A growth event is on the way.  All the signs are pointing that way.  Earth's CO2 levels are way beyond safe levels, and the most direct way to return those levels to normal is to grow more stuff.  Growing stuff captures CO2.  An environment without large quantities of free CO2 floating around is going to regain stability.

It may be possible to capture the CO2 chemically.  I am an agriculturalist, so I lean towards agricultural solutions, but it may be possible to chemically absorb tons of CO2 from the atmosphere through some chemical reaction.  Chemicals do work in all kinds of different ways, and I barely passed chemistry in college.  I read biological chemistry textbooks, and it makes basic sense to me, but the point is that I'm definitely not a chemist.  I barely understand electron valence shells, so there is much in chemistry that is beyond my comprehension, but I do know that chemical processes that capture carbon are likely to be chemically expensive, while biological processes are beneficial in many ways and use free sunlight as their energy source.

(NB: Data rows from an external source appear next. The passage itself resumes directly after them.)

PR #3786, opened 2024-02-14
Experimental session count

aerosol:
### Changes

### Tests

### Changelog

### Documentation

### Dark mode

### DIFF
--- a/lib/plausible/stats/base.ex
+++ b/lib/plausible/stats/base.ex
@@ -138,7 +138,7 @@ defmodule Plausible.Stats.Base do
       from(
         s in "sessions_v2",
         where: s.site_id == ^site.id,
-        where: s.start >= ^first_datetime and s.start < ^last_datetime
+        where: s.timestamp >= ^first_datetime and s.start < ^last_datetime
       )
 
     on_full_build do
--- a/lib/plausible/stats/base.ex
+++ b/lib/plausible/stats/base.ex
@@ -132,14 +132,18 @@ defmodule Plausible.Stats.Base do
   }
 
   def query_sessions(site, query) do
-    {first_datetime, last_datetime} = utc_boundaries(query, site)
+    {first_datetime, last_datetime} =
+      utc_boundaries(query, site)
+
+    q = from(s in "sessions_v2", where: s.site_id == ^site.id)
 
     sessions_q =
-      from(
-        s in "sessions_v2",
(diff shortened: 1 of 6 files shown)


lib/plausible/stats/base.ex
```diff
@@ -132,14 +132,18 @@ defmodule Plausible.Stats.Base do
...
+    q = from(s in "sessions_v2", where: s.site_id == ^site.id)
 
     sessions_q =
-      from(
-        s in "sessions_v2",
-        where: s.site_id == ^site.id,
-        where: s.start >= ^first_datetime and s.start < ^last_datetime
-      )
+      if FunWithFlags.enabled?(:experimental_session_count, for: site) or
+           query.experimental_session_count? do
```
macobo, line 142: Q: do we need this in params/query? If only for tests, could we enable the flag for that specific test and cut down on param-passing?

macobo:
Problem with this flag is we have only a single test for it being on. As such I'd be really careful for turning it on for anything but testing.

Also, related RFC: https://3.basecamp.com/5308029/buckets/35611491/messages/7085680123

lib/plausible/stats/base.ex
aerosol: The intention was for the parameter to be passed down the whole pipeline so we can evaluate the solution for customers who require the fix, before enabling the feature flag

aerosol:
> Problem with this flag is we have only a single test for it being on. As such I'd be really careful for turning it on for anything but testing.

```diff
diff --git a/test/test_helper.exs b/test/test_helper.exs
index 7cbd300df..efed6e079 100644
--- a/test/test_helper.exs
+++ b/test/test_helper.exs
@@ -2,6 +2,7 @@
 Mox.defmock(Plausible.HTTPClient.Mock, for: Plausible.HTTPClient.Interface)
 Application.ensure_all_started(:double)
 FunWithFlags.enable(:window_time_on_page)
+FunWithFlags.enable(:experimental_session_count)
 FunWithFlags.enable(:shields)
 Ecto.Adapters.SQL.Sandbox.mode(Plausible.Repo, :manual)
```

and `mix test` runs fine.

lib/plausible/stats/base.ex
aerosol: Also, feature flags refresh in 15-minute cycles, each node separately.

PR #3795, opened 2024-02-19
add csv importer

ruslandoga:
### Changes

This PR implements the CSV importer from S3.

### Tests

### Changelog

### Documentation

### Dark mode


config/.env.test
```diff
@@ -15,3 +15,11 @@ IP_GEOLOCATION_DB=test/priv/GeoLite2-City-Test.mmdb
...
 GOOGLE_CLIENT_ID=fake_client_id
 GOOGLE_CLIENT_SECRET=fake_client_secret
+
+S3_DISABLED=false
+S3_ACCESS_KEY_ID=minioadmin
+S3_SECRET_ACCESS_KEY=minioadmin
+S3_REGION=us-east-1
+S3_ENDPOINT=http://localhost:9000
+S3_IMPORTS_BUCKET=imports
+S3_HOST_FOR_CLICKHOUSE=172.19.0.4
```
ruslandoga, line 25: I'll need to figure this one out for tests

config/runtime.exs
```diff
@@ -701,3 +701,69 @@ if not is_selfhost do
...
+
+  config :ex_aws,
+    http_client: Plausible.S3.Client,
+    access_key_id: s3_env_value.("S3_ACCESS_KEY_ID"),
+    secret_access_key: s3_env_value.("S3_SECRET_ACCESS_KEY"),
+    region: s3_env_value.("S3_REGION")
+
+  %URI{scheme: s3_scheme, host: s3_host, port: s3_port} = URI.parse(s3_env_value.("S3_ENDPOINT"))
+
+  config :ex_aws, :s3,
```
ruslandoga, line 761: `ex_aws` is used just as the config store and URL builder in CSVImporter.

lib/plausible/imported/csv_importer.ex
```diff
@@ -16,10 +16,77 @@ defmodule Plausible.Imported.CSVImporter do
...
+      table = Path.rootname(filename)
+
+      s3_structure = input_structure(table)
+      s3_url = Plausible.S3.import_clickhouse_url(s3_path)
+
+      statement =
+        """
+        INSERT INTO {table:Identifier} \
+        SELECT {site_id:UInt64} AS site_id, {import_id:UInt64} AS import_id, * \
+        FROM s3({s3_url:String},{s3_access_key_id:String},{s3_secret_access_key:String},{s3_format:String},{s3_structure:String})\
```
ruslandoga, line 47: The actual downloading and importing is done by ClickHouse.

config/runtime.exs
```diff
@@ -701,3 +701,69 @@ if not is_selfhost do
...
+  s3_env =
+    Enum.map(s3_env, fn var ->
+      Map.put(var, :value, get_var_from_path_or_env(config_dir, var.name))
+    end)
+
+  s3_missing_env = Enum.filter(s3_env, &is_nil(&1.value))
+
+  unless s3_missing_env == [] do
+    raise """
+    Missing S3 configuration. Please set #{s3_missing_env |> Enum.map(& &1.name) |> Enum.join(", ")} environment variable(s):
```
ruslandoga, line 743: TODO config test

config/.env.test
ruslandoga: I'll use 172.17.0.1 to access MinIO via the Docker host from ClickHouse.

lib/plausible/imported/csv_importer.ex
```diff
@@ -16,10 +16,99 @@ defmodule Plausible.Imported.CSVImporter do
...
+    {:ok, ch} =
+      Plausible.IngestRepo.config()
+      |> Keyword.replace!(:pool_size, 1)
+      |> Ch.start_link()
+
+    ranges =
+      Enum.map(uploads, fn upload ->
+        %{"filename" => filename, "s3_path" => s3_path} = upload
+
+        ".csv" = Path.extname(filename)
```
ruslandoga, line 38: I'll revisit this after implementing imports. I think we'd do this sort of check there. If not, I'll make it into an ArgumentError to cancel the job early.

ruslandoga:
I'll need to add some documentation but the implementation itself and the tests are ready for a review :)

lib/plausible/imported/csv_importer.ex
```diff
@@ -16,10 +16,99 @@ defmodule Plausible.Imported.CSVImporter do
...
+      end)
+
+    {:ok,
+     %{
+       start_date: Enum.min_by(ranges, & &1.first, Date).first,
+       end_date: Enum.max_by(ranges, & &1.last, Date).last
+     }}
+  rescue
+    # we are cancelling on any argument or ClickHouse errors
+    e in [ArgumentError, Ch.Error] ->
```
ruslandoga, line 82: transient error would be `Mint.TransportError`

test/plausible/imported/csv_importer_test.exs
```diff
@@ -0,0 +1,391 @@
...
+  use Plausible.DataCase, async: true
+
+  doctest Plausible.Imported.CSVImporter, import: true
+
+  @moduletag :minio
+
+  # uses https://min.io
+  # docker run -d --rm -p 9000:9000 -p 9001:9001 --name minio minio/minio server /data --console-address ":9001"
+  # docker exec minio mc alias set local http://localhost:9000 minioadmin minioadmin
+  # docker exec minio mc mb local/imports
```
ruslandoga, line 11: These comments describe how to run MinIO locally for these tests. I'm using Docker for both MinIO and ClickHouse. ClickHouse accesses MinIO through Docker host (172.17.0.1).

Rice Bran Oil w/ %20 broad spectrum tocopherols


I know that growing trees captures carbon, in the form of wood fibers, which is useful for many things.  All the things made out of wood, or paper are then compost-able, so that they return to the soil and help to grow more trees.  It's a perfect system.  Well-composted soil is so rich and beautiful.

I believe that a well-engineered system is capable of producing paper products with a profitable energy equation.  Such a system would be sucking the CO2 out of the atmosphere by the normal every day actions of the systems that support it.  In such a system, it would almost be desire-able to purchase food and paper products just so they could be composted, because the composting of those products would ensure that residents in that area would have increased availability of locally produced organic food.

red clover production

Bokashi Composting

Bokashi composting is the controlled anaerobic fermentation of wastes before aerobic decomposition takes place.  The entire anaerobic portion of the decomposition is completed in around two weeks.  That is amazing to me.  Traditional compost takes months and months to generate beautiful black compost, but this method makes a perfect product in just a few weeks, from any kind of biological waste.  It's not restricted at all.  If something is biodegradable, then this system breaks it down in two weeks, end of story.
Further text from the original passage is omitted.